▶ [Exercise details] Search the records for the word "failed" and copy each line in which it appears.

▶ [Input data]
-----
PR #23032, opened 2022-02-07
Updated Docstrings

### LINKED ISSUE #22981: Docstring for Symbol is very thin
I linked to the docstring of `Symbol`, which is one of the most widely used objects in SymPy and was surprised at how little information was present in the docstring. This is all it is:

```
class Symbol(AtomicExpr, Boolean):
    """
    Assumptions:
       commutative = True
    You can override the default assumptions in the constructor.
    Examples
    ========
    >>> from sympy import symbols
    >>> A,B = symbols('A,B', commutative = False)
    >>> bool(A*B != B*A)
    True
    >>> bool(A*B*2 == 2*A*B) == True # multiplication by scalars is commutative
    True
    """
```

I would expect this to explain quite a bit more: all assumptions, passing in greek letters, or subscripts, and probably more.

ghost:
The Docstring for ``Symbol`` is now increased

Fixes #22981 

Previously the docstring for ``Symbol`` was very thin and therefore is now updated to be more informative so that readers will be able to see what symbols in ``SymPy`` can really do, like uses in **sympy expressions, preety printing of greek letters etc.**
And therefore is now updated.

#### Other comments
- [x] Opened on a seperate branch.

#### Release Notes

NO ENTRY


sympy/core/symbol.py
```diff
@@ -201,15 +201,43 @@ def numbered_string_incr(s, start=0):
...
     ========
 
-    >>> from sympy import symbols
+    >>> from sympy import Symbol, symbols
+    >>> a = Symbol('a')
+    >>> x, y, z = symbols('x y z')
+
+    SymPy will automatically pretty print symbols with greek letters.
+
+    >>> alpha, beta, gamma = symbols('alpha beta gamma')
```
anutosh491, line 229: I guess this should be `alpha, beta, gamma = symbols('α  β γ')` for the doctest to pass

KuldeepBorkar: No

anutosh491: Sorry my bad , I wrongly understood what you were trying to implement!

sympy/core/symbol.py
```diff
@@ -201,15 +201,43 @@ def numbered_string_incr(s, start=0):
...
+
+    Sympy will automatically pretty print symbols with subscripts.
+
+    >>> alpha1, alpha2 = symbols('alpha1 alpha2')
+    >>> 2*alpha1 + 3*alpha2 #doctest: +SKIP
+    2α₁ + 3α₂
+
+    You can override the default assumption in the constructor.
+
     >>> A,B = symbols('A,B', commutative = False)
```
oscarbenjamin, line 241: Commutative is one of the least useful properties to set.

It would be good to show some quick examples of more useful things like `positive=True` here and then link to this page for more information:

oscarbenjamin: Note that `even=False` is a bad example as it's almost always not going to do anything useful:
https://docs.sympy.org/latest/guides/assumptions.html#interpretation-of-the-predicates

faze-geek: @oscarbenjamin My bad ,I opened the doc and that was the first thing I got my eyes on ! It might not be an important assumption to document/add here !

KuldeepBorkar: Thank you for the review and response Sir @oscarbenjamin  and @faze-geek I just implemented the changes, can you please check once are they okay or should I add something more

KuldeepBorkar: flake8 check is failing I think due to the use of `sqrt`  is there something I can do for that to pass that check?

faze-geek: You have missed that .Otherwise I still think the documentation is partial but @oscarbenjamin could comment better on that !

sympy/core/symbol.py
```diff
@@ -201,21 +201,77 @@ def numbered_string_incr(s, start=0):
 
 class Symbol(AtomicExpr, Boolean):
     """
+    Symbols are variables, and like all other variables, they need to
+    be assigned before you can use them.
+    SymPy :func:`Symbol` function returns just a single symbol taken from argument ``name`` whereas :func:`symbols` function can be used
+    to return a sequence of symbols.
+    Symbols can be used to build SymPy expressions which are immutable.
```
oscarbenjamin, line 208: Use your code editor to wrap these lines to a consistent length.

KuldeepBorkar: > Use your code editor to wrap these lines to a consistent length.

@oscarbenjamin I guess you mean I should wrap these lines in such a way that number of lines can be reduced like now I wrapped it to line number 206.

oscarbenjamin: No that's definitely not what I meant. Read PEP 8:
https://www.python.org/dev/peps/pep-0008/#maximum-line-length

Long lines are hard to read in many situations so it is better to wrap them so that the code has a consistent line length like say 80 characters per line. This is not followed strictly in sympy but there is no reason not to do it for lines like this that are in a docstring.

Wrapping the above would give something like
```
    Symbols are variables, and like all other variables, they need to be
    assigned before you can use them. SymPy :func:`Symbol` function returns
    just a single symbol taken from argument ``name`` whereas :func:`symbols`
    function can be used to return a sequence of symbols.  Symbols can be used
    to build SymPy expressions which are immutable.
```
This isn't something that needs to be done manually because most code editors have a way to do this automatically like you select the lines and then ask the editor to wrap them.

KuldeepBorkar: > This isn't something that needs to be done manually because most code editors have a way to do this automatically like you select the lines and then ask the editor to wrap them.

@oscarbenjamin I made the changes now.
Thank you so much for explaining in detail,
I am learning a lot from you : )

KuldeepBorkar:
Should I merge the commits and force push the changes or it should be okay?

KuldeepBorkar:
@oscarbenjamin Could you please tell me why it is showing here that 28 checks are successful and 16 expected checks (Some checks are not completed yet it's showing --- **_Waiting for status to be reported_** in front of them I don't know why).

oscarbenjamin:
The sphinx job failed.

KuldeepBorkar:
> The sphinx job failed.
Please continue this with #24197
-----
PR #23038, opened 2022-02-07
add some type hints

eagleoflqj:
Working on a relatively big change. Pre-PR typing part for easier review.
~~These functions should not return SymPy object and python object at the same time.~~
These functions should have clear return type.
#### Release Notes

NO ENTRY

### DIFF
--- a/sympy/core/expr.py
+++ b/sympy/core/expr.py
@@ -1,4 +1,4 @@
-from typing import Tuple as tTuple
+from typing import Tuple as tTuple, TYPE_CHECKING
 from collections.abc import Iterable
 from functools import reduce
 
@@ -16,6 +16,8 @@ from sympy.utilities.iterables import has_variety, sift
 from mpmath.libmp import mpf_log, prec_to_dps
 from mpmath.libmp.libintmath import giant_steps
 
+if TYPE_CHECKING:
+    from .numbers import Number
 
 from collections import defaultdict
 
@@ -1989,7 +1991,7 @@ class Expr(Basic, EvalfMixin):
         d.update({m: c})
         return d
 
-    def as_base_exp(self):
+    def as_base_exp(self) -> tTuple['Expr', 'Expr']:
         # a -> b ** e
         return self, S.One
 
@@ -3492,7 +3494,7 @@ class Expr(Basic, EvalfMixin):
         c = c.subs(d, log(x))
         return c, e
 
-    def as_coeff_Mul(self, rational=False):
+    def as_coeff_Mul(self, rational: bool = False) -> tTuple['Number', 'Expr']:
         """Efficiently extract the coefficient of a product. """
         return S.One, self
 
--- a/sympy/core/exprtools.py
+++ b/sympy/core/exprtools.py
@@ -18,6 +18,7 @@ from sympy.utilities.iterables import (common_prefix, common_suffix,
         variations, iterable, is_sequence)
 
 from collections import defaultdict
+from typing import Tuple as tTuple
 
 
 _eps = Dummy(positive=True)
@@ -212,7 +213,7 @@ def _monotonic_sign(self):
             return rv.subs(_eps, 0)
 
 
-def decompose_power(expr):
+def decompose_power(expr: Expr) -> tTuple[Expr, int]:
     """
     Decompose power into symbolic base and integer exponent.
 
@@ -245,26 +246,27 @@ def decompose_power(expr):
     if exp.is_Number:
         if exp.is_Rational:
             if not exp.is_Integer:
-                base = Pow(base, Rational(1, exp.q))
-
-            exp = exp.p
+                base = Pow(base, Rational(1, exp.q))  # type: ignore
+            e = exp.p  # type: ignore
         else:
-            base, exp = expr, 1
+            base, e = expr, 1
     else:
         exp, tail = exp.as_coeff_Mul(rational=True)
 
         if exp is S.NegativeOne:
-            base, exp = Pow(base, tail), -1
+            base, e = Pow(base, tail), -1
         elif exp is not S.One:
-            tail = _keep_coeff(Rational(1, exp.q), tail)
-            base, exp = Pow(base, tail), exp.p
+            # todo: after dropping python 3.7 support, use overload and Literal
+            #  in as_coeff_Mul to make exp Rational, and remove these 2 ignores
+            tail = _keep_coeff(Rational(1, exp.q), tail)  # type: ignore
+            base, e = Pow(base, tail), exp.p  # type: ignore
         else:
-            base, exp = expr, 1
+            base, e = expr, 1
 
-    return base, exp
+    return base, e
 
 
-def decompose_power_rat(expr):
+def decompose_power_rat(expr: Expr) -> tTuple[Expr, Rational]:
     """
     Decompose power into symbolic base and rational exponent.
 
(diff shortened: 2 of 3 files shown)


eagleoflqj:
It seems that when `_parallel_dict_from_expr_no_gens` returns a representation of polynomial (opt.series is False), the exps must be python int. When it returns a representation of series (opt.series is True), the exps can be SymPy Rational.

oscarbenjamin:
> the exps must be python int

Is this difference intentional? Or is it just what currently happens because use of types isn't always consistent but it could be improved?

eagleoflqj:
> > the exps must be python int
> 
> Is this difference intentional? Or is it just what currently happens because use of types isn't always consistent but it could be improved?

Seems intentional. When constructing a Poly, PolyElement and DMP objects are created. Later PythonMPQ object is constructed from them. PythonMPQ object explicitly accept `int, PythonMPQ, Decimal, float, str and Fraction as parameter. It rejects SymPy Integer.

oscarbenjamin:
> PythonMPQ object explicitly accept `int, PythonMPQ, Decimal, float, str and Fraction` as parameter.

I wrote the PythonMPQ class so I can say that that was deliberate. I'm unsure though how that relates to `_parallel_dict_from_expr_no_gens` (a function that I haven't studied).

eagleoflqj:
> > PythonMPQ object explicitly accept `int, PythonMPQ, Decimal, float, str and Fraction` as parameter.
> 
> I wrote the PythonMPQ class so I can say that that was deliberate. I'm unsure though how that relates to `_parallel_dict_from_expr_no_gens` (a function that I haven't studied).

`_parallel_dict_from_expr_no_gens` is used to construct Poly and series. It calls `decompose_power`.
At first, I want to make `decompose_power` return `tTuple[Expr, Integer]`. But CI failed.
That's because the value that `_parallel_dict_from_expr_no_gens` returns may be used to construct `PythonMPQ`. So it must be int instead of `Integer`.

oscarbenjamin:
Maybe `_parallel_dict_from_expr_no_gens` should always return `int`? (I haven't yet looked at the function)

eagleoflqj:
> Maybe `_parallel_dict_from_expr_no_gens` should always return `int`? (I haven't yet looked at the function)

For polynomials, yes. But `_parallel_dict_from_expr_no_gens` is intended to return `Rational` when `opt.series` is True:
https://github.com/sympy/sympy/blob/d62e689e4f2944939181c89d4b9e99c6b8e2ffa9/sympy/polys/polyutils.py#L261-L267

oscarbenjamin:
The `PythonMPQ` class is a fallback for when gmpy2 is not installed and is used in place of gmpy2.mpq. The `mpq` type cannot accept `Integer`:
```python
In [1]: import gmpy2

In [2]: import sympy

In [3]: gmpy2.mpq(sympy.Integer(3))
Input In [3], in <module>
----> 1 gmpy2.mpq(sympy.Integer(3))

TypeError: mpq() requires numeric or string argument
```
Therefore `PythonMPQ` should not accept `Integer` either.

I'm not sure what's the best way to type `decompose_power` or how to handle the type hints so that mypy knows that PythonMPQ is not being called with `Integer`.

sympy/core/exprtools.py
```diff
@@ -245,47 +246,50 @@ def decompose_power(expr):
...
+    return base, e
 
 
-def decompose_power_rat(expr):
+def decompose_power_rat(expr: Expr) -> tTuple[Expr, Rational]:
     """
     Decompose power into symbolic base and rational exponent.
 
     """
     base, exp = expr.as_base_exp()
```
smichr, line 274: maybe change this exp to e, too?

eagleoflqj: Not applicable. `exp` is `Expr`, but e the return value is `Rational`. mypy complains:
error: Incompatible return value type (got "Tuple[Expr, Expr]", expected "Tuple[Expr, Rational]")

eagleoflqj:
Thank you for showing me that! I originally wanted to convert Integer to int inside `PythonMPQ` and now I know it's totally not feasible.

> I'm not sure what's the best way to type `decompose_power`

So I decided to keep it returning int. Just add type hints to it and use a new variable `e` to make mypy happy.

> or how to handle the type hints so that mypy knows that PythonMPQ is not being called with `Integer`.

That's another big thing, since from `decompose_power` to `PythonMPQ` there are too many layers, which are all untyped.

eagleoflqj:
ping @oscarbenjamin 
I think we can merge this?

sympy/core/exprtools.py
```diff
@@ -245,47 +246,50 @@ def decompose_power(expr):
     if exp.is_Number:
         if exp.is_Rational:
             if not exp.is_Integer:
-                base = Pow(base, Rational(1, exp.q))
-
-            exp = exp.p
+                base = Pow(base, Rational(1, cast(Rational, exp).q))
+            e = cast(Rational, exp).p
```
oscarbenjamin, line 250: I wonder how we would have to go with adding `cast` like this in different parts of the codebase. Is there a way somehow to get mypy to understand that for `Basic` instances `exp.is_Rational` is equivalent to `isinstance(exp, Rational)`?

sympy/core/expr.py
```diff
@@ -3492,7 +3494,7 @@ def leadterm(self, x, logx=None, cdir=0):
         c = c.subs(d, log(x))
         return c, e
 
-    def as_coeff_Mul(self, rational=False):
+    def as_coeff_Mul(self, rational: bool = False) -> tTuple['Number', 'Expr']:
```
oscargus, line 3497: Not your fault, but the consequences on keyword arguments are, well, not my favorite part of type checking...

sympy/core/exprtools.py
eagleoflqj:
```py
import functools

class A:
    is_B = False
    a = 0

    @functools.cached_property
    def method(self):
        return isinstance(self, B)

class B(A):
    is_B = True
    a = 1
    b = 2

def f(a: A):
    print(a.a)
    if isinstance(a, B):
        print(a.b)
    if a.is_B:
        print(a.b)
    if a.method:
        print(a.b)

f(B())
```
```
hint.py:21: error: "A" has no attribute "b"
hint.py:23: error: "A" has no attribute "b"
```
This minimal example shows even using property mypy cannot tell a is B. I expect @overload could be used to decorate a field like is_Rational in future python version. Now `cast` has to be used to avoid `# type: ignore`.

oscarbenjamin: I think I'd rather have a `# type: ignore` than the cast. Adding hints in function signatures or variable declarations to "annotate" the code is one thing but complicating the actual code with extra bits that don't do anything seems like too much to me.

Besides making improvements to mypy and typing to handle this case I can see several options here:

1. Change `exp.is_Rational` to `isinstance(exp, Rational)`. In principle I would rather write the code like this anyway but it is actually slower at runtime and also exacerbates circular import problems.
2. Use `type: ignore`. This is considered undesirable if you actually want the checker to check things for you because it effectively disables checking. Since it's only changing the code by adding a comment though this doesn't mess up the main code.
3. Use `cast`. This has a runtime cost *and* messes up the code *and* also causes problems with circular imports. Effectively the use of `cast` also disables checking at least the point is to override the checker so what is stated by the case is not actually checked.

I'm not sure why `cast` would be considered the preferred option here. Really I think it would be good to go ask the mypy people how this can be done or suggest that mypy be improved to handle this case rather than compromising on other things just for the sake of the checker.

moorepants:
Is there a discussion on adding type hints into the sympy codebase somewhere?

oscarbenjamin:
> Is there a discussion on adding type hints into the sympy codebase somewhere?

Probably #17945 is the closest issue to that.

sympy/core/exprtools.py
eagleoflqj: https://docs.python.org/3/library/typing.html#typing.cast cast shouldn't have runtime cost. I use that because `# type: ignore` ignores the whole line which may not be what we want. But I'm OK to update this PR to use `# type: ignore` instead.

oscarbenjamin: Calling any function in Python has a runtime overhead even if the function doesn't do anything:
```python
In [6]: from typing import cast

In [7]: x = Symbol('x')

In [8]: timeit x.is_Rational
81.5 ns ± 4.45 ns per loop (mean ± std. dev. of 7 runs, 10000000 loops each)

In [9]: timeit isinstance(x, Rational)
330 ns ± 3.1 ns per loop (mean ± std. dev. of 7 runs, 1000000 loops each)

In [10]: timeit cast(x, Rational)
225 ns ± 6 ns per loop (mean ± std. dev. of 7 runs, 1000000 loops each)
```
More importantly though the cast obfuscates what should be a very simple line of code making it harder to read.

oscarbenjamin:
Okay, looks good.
-----
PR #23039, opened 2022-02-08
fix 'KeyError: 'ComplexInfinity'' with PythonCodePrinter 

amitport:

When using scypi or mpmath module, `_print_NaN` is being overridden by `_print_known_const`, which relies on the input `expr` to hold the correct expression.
-----
▶ [Response to the task]
The sphinx job failed.
> The sphinx job failed.
At first, I want to make `decompose_power` return `tTuple[Expr, Integer]`. But CI failed.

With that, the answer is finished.